▶ **EXERCISE DESCRIPTION**
Given the records below, transcribe each of them exactly.

▶ **RECORDS PROVIDED**
┄┄┄┄┄┄

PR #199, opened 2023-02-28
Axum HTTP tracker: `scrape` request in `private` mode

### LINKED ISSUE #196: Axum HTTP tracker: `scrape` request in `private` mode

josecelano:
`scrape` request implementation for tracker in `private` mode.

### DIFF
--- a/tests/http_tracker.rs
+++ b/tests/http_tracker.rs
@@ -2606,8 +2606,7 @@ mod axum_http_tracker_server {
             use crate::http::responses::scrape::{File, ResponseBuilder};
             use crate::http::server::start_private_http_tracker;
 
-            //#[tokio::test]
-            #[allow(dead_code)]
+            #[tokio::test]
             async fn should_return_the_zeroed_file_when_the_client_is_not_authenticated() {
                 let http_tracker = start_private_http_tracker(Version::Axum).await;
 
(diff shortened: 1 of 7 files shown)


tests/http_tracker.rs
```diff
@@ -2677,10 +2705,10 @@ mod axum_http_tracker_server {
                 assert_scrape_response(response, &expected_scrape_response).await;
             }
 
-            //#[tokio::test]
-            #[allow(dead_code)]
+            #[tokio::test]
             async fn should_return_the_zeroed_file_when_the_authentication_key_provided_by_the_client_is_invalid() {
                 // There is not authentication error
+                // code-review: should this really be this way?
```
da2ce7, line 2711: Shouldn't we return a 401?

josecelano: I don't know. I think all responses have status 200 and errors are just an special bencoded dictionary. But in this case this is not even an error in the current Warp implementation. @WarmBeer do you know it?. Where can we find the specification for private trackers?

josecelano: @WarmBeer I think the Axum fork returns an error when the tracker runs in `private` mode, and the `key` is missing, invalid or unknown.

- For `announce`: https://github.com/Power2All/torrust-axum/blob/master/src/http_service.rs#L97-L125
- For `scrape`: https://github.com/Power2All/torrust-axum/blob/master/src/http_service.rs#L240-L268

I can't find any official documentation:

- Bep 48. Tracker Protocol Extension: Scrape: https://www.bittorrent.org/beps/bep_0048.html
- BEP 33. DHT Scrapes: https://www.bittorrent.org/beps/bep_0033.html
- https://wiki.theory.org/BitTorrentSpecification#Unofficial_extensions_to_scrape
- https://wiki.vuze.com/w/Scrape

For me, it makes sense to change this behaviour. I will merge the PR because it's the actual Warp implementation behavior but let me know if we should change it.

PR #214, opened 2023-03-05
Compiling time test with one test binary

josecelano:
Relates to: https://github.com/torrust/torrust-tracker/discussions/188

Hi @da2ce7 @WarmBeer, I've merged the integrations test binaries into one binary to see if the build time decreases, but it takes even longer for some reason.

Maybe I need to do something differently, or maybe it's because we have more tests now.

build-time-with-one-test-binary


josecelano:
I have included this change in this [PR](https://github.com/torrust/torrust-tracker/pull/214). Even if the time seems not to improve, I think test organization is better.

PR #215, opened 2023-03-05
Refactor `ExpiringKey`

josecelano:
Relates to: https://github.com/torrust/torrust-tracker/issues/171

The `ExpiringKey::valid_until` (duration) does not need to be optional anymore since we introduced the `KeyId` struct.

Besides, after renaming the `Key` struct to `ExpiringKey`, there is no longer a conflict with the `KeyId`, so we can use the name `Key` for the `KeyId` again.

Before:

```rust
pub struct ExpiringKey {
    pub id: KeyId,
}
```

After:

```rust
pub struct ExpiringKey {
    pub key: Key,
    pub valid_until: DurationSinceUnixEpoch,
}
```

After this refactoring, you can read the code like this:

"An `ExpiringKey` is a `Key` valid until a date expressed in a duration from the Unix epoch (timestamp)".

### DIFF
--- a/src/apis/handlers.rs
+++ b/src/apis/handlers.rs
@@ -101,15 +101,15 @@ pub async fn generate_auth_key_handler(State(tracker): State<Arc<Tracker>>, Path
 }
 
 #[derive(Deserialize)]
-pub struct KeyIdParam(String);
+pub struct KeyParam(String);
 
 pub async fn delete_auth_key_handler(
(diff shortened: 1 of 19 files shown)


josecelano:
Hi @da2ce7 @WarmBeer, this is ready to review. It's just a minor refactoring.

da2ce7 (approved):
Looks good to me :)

┄┄┄┄┄┄

▶ **SOLUTION TO THIS TASK**
PR #199, opened 2023-02-28
Axum HTTP tracker: `scrape` request in `private` mode

### LINKED ISSUE #196: Axum HTTP tracker: `scrape` request in `private` mode

josecelano:
`scrape` request implementation for tracker in `private` mode.

### DIFF
--- a/tests/http_tracker.rs
+++ b/tests/http_tracker.rs
@@ -2606,8 +2606,7 @@ mod axum_http_tracker_server {
             use crate::http::responses::scrape::{File, ResponseBuilder};
             use crate::http::server::start_private_http_tracker;
 
-            //#[tokio::test]
-            #[allow(dead_code)]
+            #[tokio::test]
             async fn should_return_the_zeroed_file_when_the_client_is_not_authenticated() {
                 let http_tracker = start_private_http_tracker(Version::Axum).await;
 
(diff shortened: 1 of 7 files shown)


tests/http_tracker.rs
```diff
@@ -2677,10 +2705,10 @@ mod axum_http_tracker_server {
                 assert_scrape_response(response, &expected_scrape_response).await;
             }
 
-            //#[tokio::test]
-            #[allow(dead_code)]
+            #[tokio::test]
             async fn should_return_the_zeroed_file_when_the_authentication_key_provided_by_the_client_is_invalid() {
                 // There is not authentication error
+                // code-review: should this really be this way?
```
da2ce7, line 2711: Shouldn't we return a 401?

josecelano: I don't know. I think all responses have status 200 and errors are just an special bencoded dictionary. But in this case this is not even an error in the current Warp implementation. @WarmBeer do you know it?. Where can we find the specification for private trackers?

josecelano: @WarmBeer I think the Axum fork returns an error when the tracker runs in `private` mode, and the `key` is missing, invalid or unknown.

- For `announce`: https://github.com/Power2All/torrust-axum/blob/master/src/http_service.rs#L97-L125
- For `scrape`: https://github.com/Power2All/torrust-axum/blob/master/src/http_service.rs#L240-L268

I can't find any official documentation:

- Bep 48. Tracker Protocol Extension: Scrape: https://www.bittorrent.org/beps/bep_0048.html
- BEP 33. DHT Scrapes: https://www.bittorrent.org/beps/bep_0033.html
- https://wiki.theory.org/BitTorrentSpecification#Unofficial_extensions_to_scrape
- https://wiki.vuze.com/w/Scrape

For me, it makes sense to change this behaviour. I will merge the PR because it's the actual Warp implementation behavior but let me know if we should change it.

PR #214, opened 2023-03-05
Compiling time test with one test binary

josecelano:
Relates to: https://github.com/torrust/torrust-tracker/discussions/188

Hi @da2ce7 @WarmBeer, I've merged the integrations test binaries into one binary to see if the build time decreases, but it takes even longer for some reason.

Maybe I need to do something differently, or maybe it's because we have more tests now.

build-time-with-one-test-binary


josecelano:
I have included this change in this [PR](https://github.com/torrust/torrust-tracker/pull/214). Even if the time seems not to improve, I think test organization is better.

PR #215, opened 2023-03-05
Refactor `ExpiringKey`

josecelano:
Relates to: https://github.com/torrust/torrust-tracker/issues/171

The `ExpiringKey::valid_until` (duration) does not need to be optional anymore since we introduced the `KeyId` struct.

Besides, after renaming the `Key` struct to `ExpiringKey`, there is no longer a conflict with the `KeyId`, so we can use the name `Key` for the `KeyId` again.

Before:

```rust
pub struct ExpiringKey {
    pub id: KeyId,
}
```

After:

```rust
pub struct ExpiringKey {
    pub key: Key,
    pub valid_until: DurationSinceUnixEpoch,
}
```

After this refactoring, you can read the code like this:

"An `ExpiringKey` is a `Key` valid until a date expressed in a duration from the Unix epoch (timestamp)".

### DIFF
--- a/src/apis/handlers.rs
+++ b/src/apis/handlers.rs
@@ -101,15 +101,15 @@ pub async fn generate_auth_key_handler(State(tracker): State<Arc<Tracker>>, Path
 }
 
 #[derive(Deserialize)]
-pub struct KeyIdParam(String);
+pub struct KeyParam(String);
 
 pub async fn delete_auth_key_handler(
(diff shortened: 1 of 19 files shown)


josecelano:
Hi @da2ce7 @WarmBeer, this is ready to review. It's just a minor refactoring.

da2ce7 (approved):
Looks good to me :)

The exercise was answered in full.